I was referring to the owners. Never dealt with the staff, but I suspect you're right on the money, there.

I wouldn't bet against cash under the table, either.


----------



## willsee

Well when the owners are paying their entire staff minimum wage with no benefits and charging $150+/head.

We went to one daycare where the owner was given the daycare by her dad and she flat out told us she hated children. Needless to say we didn't take junior there.


----------



## RIP - VTEnviro

$150 for head sounds a little steep.


----------



## MA_PE

willsee said:


> Well when the owners are paying their entire staff minimum wage with no benefits and charging $150+/head.
> 
> We went to one daycare where the owner was given the daycare by her dad and she flat out told us she hated children. Needless to say we didn't take junior there.


Was her dad in jail for being a pedophile?


----------



## willsee

VTEnviro said:


> $150 for head sounds a little steep.


Charge what you think you're worth I suppose.


----------



## jeb6294

willsee said:


> Well when the owners are paying their entire staff minimum wage with no benefits and charging $150+/head.
> 
> We went to one daycare where the owner was given the daycare by her dad and she flat out told us she hated children. Needless to say we didn't take junior there.

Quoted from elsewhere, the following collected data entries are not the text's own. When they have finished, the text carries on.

PR #683, opened 2025-11-20
Add `AllReduce` collective

pentschev:
Implements an `AllReduce` collective on top of the `AllGather` implementation. This may or may not be an acceptable long-term implementation given the performance characteristics it delivers, see the `AllReduce` class docs for details, but it makes the implementation certainly easier to maintain.

```
/**
 * @brief AllReduce collective.
 *
 * The current implementation is built using `coll::AllGather` and performs
 * the reduction locally after allgather completes. Considering `R` is the number of
 * ranks, and `N` is the number of bytes of data, per rank this incurs `O(R * N)` bytes of
 * memory consumption and `O(R)` communication operations.
 *
 * Semantics:
 *  - Each rank calls `insert` exactly once to contribute data to the reduction.
 *  - Once all ranks call `insert`, `wait_and_extract` returns the
 *    globally-reduced `PackedData`.
 *
 * The actual reduction is implemented via a type-erased `ReduceOperator` that is
 * supplied at construction time. Helper factories such as
 * `detail::make_reduce_operator` (defaults to host-side) or
 * `detail::make_device_reduce_operator` (device-side) can be used to build
 * element-wise reductions over contiguous arrays.
 */
```

Both host-side and device-side reductions are supported, whether it happens on host or device depends on the operator being passed, for built-in operators there are `HostReduceOp` and `DeviceReduceOp`, and custom operators require defining a `ReduceOperator` with `ReduceOperatorType::Host` or `ReduceOperatorType::Device` to determine where it runs. Finally, the implementation ensures data is properly located before executing the reduction, any device data is moved to host when running a host reduction, and host data is moved to device when running a device reduction.

### DIFF
--- a/cpp/src/coll/allreduce.cpp
+++ b/cpp/src/coll/allreduce.cpp
@@ -66,10 +66,8 @@ void AllReduce::ensure_reduction_done() {
         if (finished_callback_) {
             finished_callback_();
         }
-        // Lock is released here at end of scope
     }
 
-    // Notify waiters after releasing the mutex to avoid "hurry up and wait"
     cv_.notify_all();
 }
 
@@ -88,31 +86,26 @@ bool AllReduce::finished() const noexcept {
 }
 
 PackedData AllReduce::wait_and_extract(std::chrono::milliseconds timeout) {
-    // If reduction is not done yet, wait on the condition variable
-    if (!reduction_done_.load(std::memory_order_acquire)) {
-        std::unique_lock lock(mutex_);
+    std::unique_lock lock(mutex_);
 
-        if (timeout.count() < 0) {
-            cv_.wait(lock, [this] {
-                return reduction_done_.load(std::memory_order_acquire);
-            });
-        } else {
-            bool completed = cv_.wait_for(lock, timeout, [this] {
-                return reduction_done_.load(std::memory_order_acquire);
-            });
-
-            if (!completed) {
-                RAPIDSMPF_FAIL(
-                    "AllReduce::wait_and_extract timed out waiting for reduction to "
-                    "complete",
-                    std::runtime_error
-                );
-            }
+    if (timeout.count() < 0) {
+        cv_.wait(lock, [this] {
+            return reduction_done_.load(std::memory_order_acquire);
+        });
+    } else {
+        bool completed = cv_.wait_for(lock, timeout, [this] {
+            return reduction_done_.load(std::memory_order_acquire);
+        });
+        if (!completed) {
+            RAPIDSMPF_FAIL(
+                "AllReduce::wait_and_extract timed out waiting for reduction to "
+                "complete",
+                std::runtime_error
+            );
         }
     }
 
     // Extract and return the result (this is destructive - can only be called once)
-    std::lock_guard lock(mutex_);
     RAPIDSMPF_EXPECTS(
         reduced_result_.has_value(),
         "AllReduce::wait_and_extract can only be called once",


KyleFromNVIDIA (approved):
Approved trivial CMake changes

cpp/include/rapidsmpf/coll/allreduce.hpp
```diff
@@ -0,0 +1,207 @@
...
+    std::shared_ptr<Statistics> statistics_;  ///< Statistics collection instance
+    ReduceKernel reduce_kernel_;  ///< Type-erased reduction kernel
+    std::function<void(void)> finished_callback_;  ///< Optional finished callback
+
+    AllGather gatherer_;  ///< Underlying allgather primitive
+
+    std::atomic<std::uint32_t> nlocal_insertions_{0};  ///< Number of local inserts
+    std::atomic<bool> reduced_computed_{
+        false
+    };  ///< Whether the reduction has been computed
```
wence-: Why do we need these at all? This object does no communication itself.

cpp/src/coll/device_kernels.cu
```diff
@@ -0,0 +1,180 @@
...
+    auto const count = acc_nbytes / sizeof(T);
+
+    // Input buffer: assume ready as provided by the communicator / AllReduce.
+    auto const* in_bytes = reinterpret_cast<std::byte const*>(in_buf->data());
+    auto const* in_ptr = reinterpret_cast<T const*>(in_bytes);
+
+    // Destination buffer: use write_access so the latest-write event is updated.
+    acc_buf->write_access([&](std::byte* acc_bytes, rmm::cuda_stream_view stream) {
+        auto* acc_ptr = reinterpret_cast<T*>(acc_bytes);
+        auto policy = rmm::exec_policy(stream);
```
wence-: nosync exec policy.

cpp/src/coll/allreduce.cpp
```diff
@@ -0,0 +1,122 @@
...
+        static_cast<std::size_t>(nlocal_insertions_.load(std::memory_order_acquire));
+    auto const n_per_rank = total / nranks;
+
+    // We allow non-uniform insertion counts across ranks but require that the local
+    // insertion count matches the per-rank contribution implied by the gather.
+    RAPIDSMPF_EXPECTS(
+        n_local == 0 || n_local == n_per_rank,
+        "AllReduce local insertion count does not match gathered contributions per rank",
+        std::runtime_error
+    );
```
wence-: This makes no sense. Either, everyone has to insert exactly `k` entries and the `i`th result is computed by reducing over the `PackedData` pieces that are sliced from `[i::k]`, or everyone inserts different numbers of entries (as is claimed is being done here) and then you can't do that.

cpp/src/coll/allreduce.cpp
```diff
@@ -0,0 +1,122 @@
...
+    //   [rank0:0..n_per_rank-1][rank1:0..n_per_rank-1]...[rankP-1:0..n_per_rank-1]
+    for (std::size_t k = 0; k < n_per_rank; ++k) {
+        // Start from rank 0's contribution for this logical insertion.
+        auto accum = std::move(gathered[k]);
+        for (std::size_t r = 1; r < nranks; ++r) {
+            auto idx = r * n_per_rank + k;
+            reduce_kernel_(accum, std::move(gathered[idx]));
+        }
+        results.emplace_back(std::move(accum));
+    }
```
wence-: Yes, this assumes that we have always have `k` insertions on every rank and then the reduction for output `i` is sliced from `gathered_results[i::k]`.

cpp/src/coll/device_kernels.cu
```diff
@@ -0,0 +1,180 @@
...
+
+        thrust::transform(policy, acc_ptr, acc_ptr + count, in_ptr, acc_ptr, op);
+    });
+}
```
wence-: stream-ordering not respected.

cpp/src/coll/allreduce.cpp
```diff
@@ -0,0 +1,122 @@
...
+
```
wence-: Yes, this assumes that we have always have `k` insertions on every rank and then the reduction for output `i` is sliced from `gathered_results[i::k]`.

cpp/include/rapidsmpf/coll/allreduce.hpp
```diff
@@ -0,0 +1,207 @@
...
+ * ranks, and `N` is the number of bytes of data, per rank this incurs `O(R * N)` bytes of
+ * memory consumption and `O(R)` communication operations.
+ *
+ * Semantics:
+ *  - Each rank may call `insert` any number of times with a local sequence number.
+ *  - Conceptually, the *k*-th insertion on each rank participates in a single
+ *    global reduction. That is, insertions are paired across ranks by their
+ *    local insertion order, not by sequence number values.
+ *  - Once all ranks call `insert_finished`, `wait_and_extract` returns one
+ *    globally-reduced `PackedData` per local insertion on this rank.
```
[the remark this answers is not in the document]
wence-: It makes sense to be able to insert multiple entries in allgather because you want the concatenation of all the inputs.

In allreduce, you want the accumulation of all the inputs, and I think we should just simplify and say "you should combine your local inputs before inserting them".

Matching what allgather does just because we happen to be using an allgather to implement the reduction is the wrong way to think about this, I think.

cpp/include/rapidsmpf/coll/allreduce.hpp
```diff
@@ -0,0 +1,207 @@
...
+    ReduceKernel reduce_kernel_;  ///< Type-erased reduction kernel
+    std::function<void(void)> finished_callback_;  ///< Optional finished callback
+
+    AllGather gatherer_;  ///< Underlying allgather primitive
+
+    std::atomic<std::uint32_t> nlocal_insertions_{0};  ///< Number of local inserts
+    std::atomic<bool> reduced_computed_{
+        false
+    };  ///< Whether the reduction has been computed
+    std::vector<PackedData> reduced_results_;  ///< Cached reduced results
```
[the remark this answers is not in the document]
pentschev: Removed in X as well.

cpp/src/coll/allreduce.cpp
pentschev: Also removed in https://github.com/rapidsai/rapidsmpf/pull/683/commits/b353aa35388c6c355e2d351505d2ada192f22c85.

cpp/include/rapidsmpf/coll/allreduce.hpp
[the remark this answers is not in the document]
pentschev: Not everything is already done, but the API has been updated to only allow one `PackedData` per rank in https://github.com/rapidsai/rapidsmpf/pull/683/commits/b353aa35388c6c355e2d351505d2ada192f22c85.

cpp/include/rapidsmpf/coll/allreduce.hpp
```diff
@@ -0,0 +1,191 @@
...
+ * @brief AllReduce collective.
+ *
+ * The current implementation is built using `coll::AllGather` and performs
+ * the reduction locally after allgather completes. Considering `R` is the number of
+ * ranks, and `N` is the number of bytes of data, per rank this incurs `O(R * N)` bytes of
+ * memory consumption and `O(R)` communication operations.
+ *
+ * Semantics:
+ *  - Each rank calls `insert` exactly once to contribute data to the reduction.
+ *  - Once all ranks call `insert_finished`, `wait_and_extract` returns the
```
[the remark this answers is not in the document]
pentschev: Yes, I hadn't finished making API changes after removing support for multiple insertions per rank. Removed it now.

cpp/include/rapidsmpf/coll/allreduce.hpp
```diff
@@ -0,0 +1,191 @@
...
+     *       that uses the same communicator, progress thread, and buffer resource.
+     */
+    AllReduce(
+        std::shared_ptr<Communicator> comm,
+        std::shared_ptr<ProgressThread> progress_thread,
+        OpID op_id,
+        BufferResource* br,
+        std::shared_ptr<Statistics> statistics = Statistics::disabled(),
+        ReduceKernel reduce_kernel = {},
+        std::function<void(void)> finished_callback = nullptr
```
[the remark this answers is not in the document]
pentschev: Lawrence is right, and since we build on `AllGather` we can't (easily) make that change. For now, let's follow what `AllGather` does.

cpp/include/rapidsmpf/coll/allreduce.hpp
```diff
@@ -0,0 +1,464 @@
...
+
+    if constexpr (Op == HostReduceOp::SUM) {
+        return [apply](PackedData& accum, PackedData&& incoming) {
+            if constexpr (std::is_same_v<T, bool>) {
+                apply(accum, std::move(incoming), [](T a, T b) {
+                    return static_cast<T>(a || b);
+                });
+            } else {
+                apply(accum, std::move(incoming), std::plus<T>{});
+            }
```
nirandaperera: I think `std::plus<bool>` behaves the same as logical OR

cpp/include/rapidsmpf/coll/allreduce.hpp
```diff
@@ -0,0 +1,464 @@
...
+    is_supported_reduce_op<T, OpEnum, Op>::value;
+
+/**
+ * @brief Create a host-based element-wise reduction operator for a given (T, Op).
+ *
+ * The operator assumes that the `PackedData::data` buffers reside in host memory
+ * and contain a contiguous array of @p T with identical sizes on all ranks.
+ */
+template <typename T, HostReduceOp Op>
+ReduceOperatorFunction make_host_reduce_operator_impl() {
```
nirandaperera: Best to put these `impl`s in a `detail` namespace.

cpp/src/coll/device_kernels.cu
```diff
@@ -0,0 +1,207 @@
...
+        // Safe to read from incoming buffer after the stream join above.
+        auto const* in_bytes = reinterpret_cast<std::byte const*>(in_buf->data());
+        auto const* in_ptr = reinterpret_cast<T const*>(in_bytes);
+
+        thrust::transform(policy, acc_ptr, acc_ptr + count, in_ptr, acc_ptr, op);
+    });
+}
+
+template <typename T, DeviceReduceOp Op>
+struct ReduceOperatorMaker;
```
nirandaperera: I prefer operator specialization like this, rather than the `if-else constexpr` in host operators. This is much cleaner.

cpp/src/coll/device_kernels.cu
```diff
@@ -0,0 +1,207 @@
...
+ReduceOperatorFunction
+make_device_reduce_operator_impl<unsigned long, DeviceReduceOp::MIN>() {
+    return make_reduce_operator_impl<unsigned long, DeviceReduceOp::MIN>();
+}
+
+template <>
+ReduceOperatorFunction
+make_device_reduce_operator_impl<unsigned long, DeviceReduceOp::MAX>() {
+    return make_reduce_operator_impl<unsigned long, DeviceReduceOp::MAX>();
+}
```
nirandaperera: again, I think we can use `concept`s here

cpp/include/rapidsmpf/coll/allreduce.hpp
```diff
@@ -0,0 +1,464 @@
...
+        );
+
+        auto* acc_bytes = acc_buf->exclusive_data_access();
+        auto* in_bytes = in_buf->exclusive_data_access();
+        auto* acc_ptr = reinterpret_cast<T*>(acc_bytes);
+        auto const* in_ptr = reinterpret_cast<T const*>(in_bytes);
+
+        for (std::size_t i = 0; i < count; ++i) {
+            acc_ptr[i] = op(acc_ptr[i], in_ptr[i]);
+        }
```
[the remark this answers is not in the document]
pentschev: I think we can't use `std::ranges::transform` with raw pointers, but we can use `std::transform`. Done in X.

cpp/include/rapidsmpf/coll/allreduce.hpp
pentschev: Yes, I thought so too, just wanted to be verbose, but removed now with B.

cpp/include/rapidsmpf/coll/allreduce.hpp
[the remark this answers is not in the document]
pentschev: I think this is not applicable anymore. The new for loop could be replaced by `std::for_each` I think, but it's probably more complicated than the for loop, so I left it as a for loop for now.

cpp/src/coll/allreduce.cpp
```diff
@@ -0,0 +1,113 @@
...
+        }
+    }
+
+    // Start with rank 0's contribution as the accumulator
+    auto accum = std::move(gathered[0]);
+
+    // Reduce contributions from all other ranks into the accumulator
+    for (std::size_t r = 1; std::cmp_less(r, nranks_); ++r) {
+        reduce_operator_(accum, std::move(gathered[r]));
+    }
```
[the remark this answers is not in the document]
pentschev: Please have a look at the changes discussed in https://github.com/rapidsai/rapidsmpf/pull/683/files#r2610331940. I think they cover most of what you suggested minus the `span`/`ranges`. Unfortunately, as I understand it, the problem will still remain for device code as I wrote in the linked discussion, but I'm open to other ideas.

cpp/include/rapidsmpf/coll/allreduce.hpp
```diff
@@ -0,0 +1,407 @@
...
+namespace detail {
+
+/**
+ * @brief Host-side elementwise operator working on raw bytes.
+ *
+ * The callable receives pointers to a single element of `accum` and `incoming`
+ * respectively and must combine them in-place into `accum`. The caller
+ * guarantees that both pointers reference `element_size` bytes.
+ */
+using HostByteOp = std::function<void(void* accum_elem, void const* incoming_elem)>;
```
nirandaperera: Based on the new changes proposed by @wence- [here](https://github.com/rapidsai/rapidsmpf/pull/683/changes#r2610414273), I think its best to change the reduction function to accept `PackedData&`  rather than individual elements here. I think an element-wise `std::function` would be a bit too inefficient. So, I think let's go ahead with Lawrence's suggestion.

nirandaperera (changes requested):
@pentschev sorry for the late revisit. But I think I'm more inclined to the aggregation operator definition @wence- suggested. I think element-wise aggregation might not be transparent enough for the compiler to optimize (due to std::function overhead).

cpp/src/coll/allreduce.cpp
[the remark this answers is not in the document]
pentschev: I've made changes to use span in https://github.com/rapidsai/rapidsmpf/pull/683/commits/d233ffa152fc3161775fe3874b63bc59ec429d8b, which I believe addresses this. @wence- @nirandaperera please have another look when you get the chance.

cpp/include/rapidsmpf/coll/allreduce.hpp
```diff
@@ -0,0 +1,423 @@
...
+     *
+     * Blocks until the allreduce operation completes and returns the
+     * globally reduced result.
+     *
+     * @param timeout Optional maximum duration to wait. Negative values mean
+     *        no timeout.
+     *
+     * @return The reduced packed data.
+     * @throws std::runtime_error If the timeout is reached.
+     */
```
madsbk:
```suggestion
    /**
     * @brief Wait for completion and extract the reduced data.
     *
     * Blocks until the allreduce operation completes and returns the
     * globally reduced result.
     *
     * This method is destructive and can only be called once. The first call
     * extracts data from the underlying AllGather and performs the reduction.
     * Subsequent calls will throw std::runtime_error because the underlying
     * data has already been consumed.
     *
     * @param timeout Optional maximum duration to wait. Negative values mean
     * no timeout.
     * @return The reduced packed data.
     *
     * @throws std::runtime_error If the timeout is reached or if this method is
     * called more than once.
     */
```

madsbk (commented):
Style: Do not indent after `@return` et al. We want:
```
 * @return True if all data and finish messages from all ranks have been
 * received and locally reduced.
```
Pro tip: ask your LLM not to indent after Doxygen `@param`, `@return`, `@throws`, and `@note`. That’s what I did 🙂

cpp/include/rapidsmpf/memory/buffer_resource.hpp
```diff
@@ -123,7 +127,9 @@ class BufferResource {
         RAPIDSMPF_EXPECTS(
             pinned_mr_, "no pinned memory resource is available", std::invalid_argument
         );
-        return *pinned_mr_;
+        return rmm::host_async_resource_ref{
+            cuda::mr::resource_ref<cuda::mr::host_accessible>{*pinned_mr_}
+        };
     }
```
nirandaperera: I'm still not sure about this change. Why is this not a problem in the `main`?

wence- (approved):
Thanks!

cpp/include/rapidsmpf/memory/buffer_resource.hpp
```diff
@@ -123,7 +123,9 @@ class BufferResource {
         RAPIDSMPF_EXPECTS(
             pinned_mr_, "no pinned memory resource is available", std::invalid_argument
         );
-        return *pinned_mr_;
+        // Upcast to HostMemoryResource& to get only host_accessible property
+        // (PinnedMemoryResource has both host_accessible and device_accessible)
+        return static_cast<HostMemoryResource&>(*pinned_mr_);
```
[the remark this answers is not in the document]
pentschev: Ok, I moved the implementation into the cpp file in https://github.com/rapidsai/rapidsmpf/pull/683/commits/969b6edf2fa9156a3e3be68b8131f5240a7925df, I think that's probably better than the current option casting types.

cpp/tests/test_allreduce.cpp
```diff
@@ -0,0 +1,787 @@
...
+        data[j] = this_rank;
+    }
+    auto packed = make_packed(br.get(), data.data(), data.size(), MemoryType::DEVICE);
+    allreduce.insert(std::move(packed));
+
+    auto result = allreduce.wait_and_extract();
+
+    // After wait_and_extract completes, callback should have been called exactly once
+    EXPECT_TRUE(callback_called.load(std::memory_order_acquire));
+    EXPECT_EQ(callback_count.load(std::memory_order_acquire), 1);
```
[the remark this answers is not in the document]
pentschev: I hope I didn't overwork this, but I think I've fixed to ensure `reduce_all` completes before executing `finished_callback` in https://github.com/rapidsai/rapidsmpf/pull/683/commits/a3fb2a786fd926e834951b3baa464c9a77d61e0e. With that I think this is not a problem anymore for `AllReduce`, but I've also applied your suggestion for `AllGather` via https://github.com/rapidsai/rapidsmpf/pull/683/commits/384d9d52fae1720cca6720beb2229484fd79753d, as you're right we should execute the callback before notifying.

cpp/src/coll/allreduce.cpp
```diff
@@ -34,8 +35,42 @@ AllReduce::AllReduce(
...
+void AllReduce::ensure_reduction_done() const {
+    // Fast path: check if reduction is already done.
+    if (reduction_done_.load(std::memory_order_acquire)) {
+        return;
+    }
+
+    // If we're here this should always be true, but check just in case.
+    if (!gatherer_.finished()) {
+        return;
+    }
```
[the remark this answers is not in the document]
pentschev: We can't loudly fail, I think. This is now executing on the progress thread, any failures wouldn't propagate back to the user, and we have no logging mechanism here.

cpp/src/coll/allreduce.cpp
```diff
@@ -34,8 +35,42 @@ AllReduce::AllReduce(
           op_id,
           br,
           std::move(statistics),
-          std::move(finished_callback)
-      } {}
+          [this]() { ensure_reduction_done(); }
+      },
+      finished_callback_{std::move(finished_callback)} {}
+
+void AllReduce::ensure_reduction_done() const {
```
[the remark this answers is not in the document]
pentschev: You're right, this was part of an initial attempt that wasn't right. Fixed now in https://github.com/rapidsai/rapidsmpf/pull/683/commits/fc4a90a21ac9e4a773036a40805af83ede33e2a7.

cpp/src/coll/allreduce.cpp
```diff
@@ -34,8 +35,42 @@ AllReduce::AllReduce(
...
+    // Fast path: check if reduction is already done.
+    if (reduction_done_.load(std::memory_order_acquire)) {
+        return;
+    }
```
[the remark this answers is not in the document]
pentschev: You're right, but we want to prevent ourselves from accidentally calling it again, no?

cpp/src/coll/allreduce.cpp
```diff
@@ -0,0 +1,161 @@
...
+        reduction_done_.store(true, std::memory_order_release);
+
+        // Call callback with mutex held to ensure consistent state
+        if (finished_callback_) {
+            finished_callback_();
+        }
+        // Lock is released here at end of scope
+    }
+
+    // Notify waiters after releasing the mutex to avoid "hurry up and wait"
```
wence-:
```suggestion
```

I'm willing to bet daycares have ay a fortune towards insurance though...liability type, not healthcare for workers.


----------



## willsee

jeb6294 said:


> willsee said:
> 
> 
> 
> Well when the owners are paying their entire staff minimum wage with no benefits and charging $150+/head.
> 
> We went to one daycare where the owner was given the daycare by her dad and she flat out told us she hated children. Needless to say we didn't take junior there.
> 
> 
> 
> 
> 
> I'm willing to bet daycares have ay a fortune towards insurance though...liability type, not healthcare for workers.
Click to expand...

I agree with that


----------



## Boomer01 PE

In most cases, you pay for what you get with daycares. We are close to putting our 9 month old in one and have looked at quite a few. Most of them you get a internal yes or no right away. The ones that past your "piece of mind" test, should be carefully decided until you feel like you have one that you trust with your child. The one we found that was our overwhelming favorite was $1000/month which was around $250-300 more per month than the others. Knowing that your child is going to be safe and will learn life skills instead of sitting in front of a tv is priceless. Of course you are going to hear about daycare horror stories in the news, but the vast majority of the time they come from the substandard daycares.


----------



## ptatohed

You guys are complaining about $12,000 per year (per kid) for daycare but, if you think about it, those of us whose wives stay home with the kid(s) are really spending our wives’ potential income (let’s just use $50,000/yr for the sake of conversation). So, I am “spending” $50,000 for “daycare”!  But that’s ok, I wouldn’t have it any other way. It’s very important to us. It’s something we talked about and agreed upon before marriage. No hired help, in my opinion, is going to raise your kids as good as mom. I’m not trying to preach, I am just stating how it’s important to me, personally, for my wife to stay home. In fact, just 20 minutes ago, my desk phone rings, I pick it up and I hear from my 2.5 year old “Hi Dadda. Momma and Kevin go park. I go on slide. I go fass on swing. I miss yooou. I love yooou. Bye Dadda”. Worth $50,000? It is to me.


----------



## Dexman PE PMP

^^^ That's why I just take my kids to the park after I get home from work.


----------



## YMZ PE

I have a lot of respect for parents who have the patience to stay home with the kids. I love my kids, but God help them if they had to be around me all day. It would be nonstop tears and screaming for all of us.


----------



## Ble_PE

Mrs. ble stays home with the kids and I really don't know how she does it. I'm burnt out after a couple of hours alone with them.


----------



## snickerd3

THe 3 months i was home for maternity leave drove me bat shit crazy...the parttime was PERFECT. THe balance of SAHM and working mom was just enough to easy the mental crazies and still be home with minisnick. But that was only for the first yr. I had to go back to work to keep my job and medical insurance.


----------



## Dexman PE PMP

YMZ PE said:


> I have a lot of respect for parents who have the patience to stay home with the kids. I love my kids, but God help them if they had to be around me all day. It would be nonstop tears and screaming for all of us.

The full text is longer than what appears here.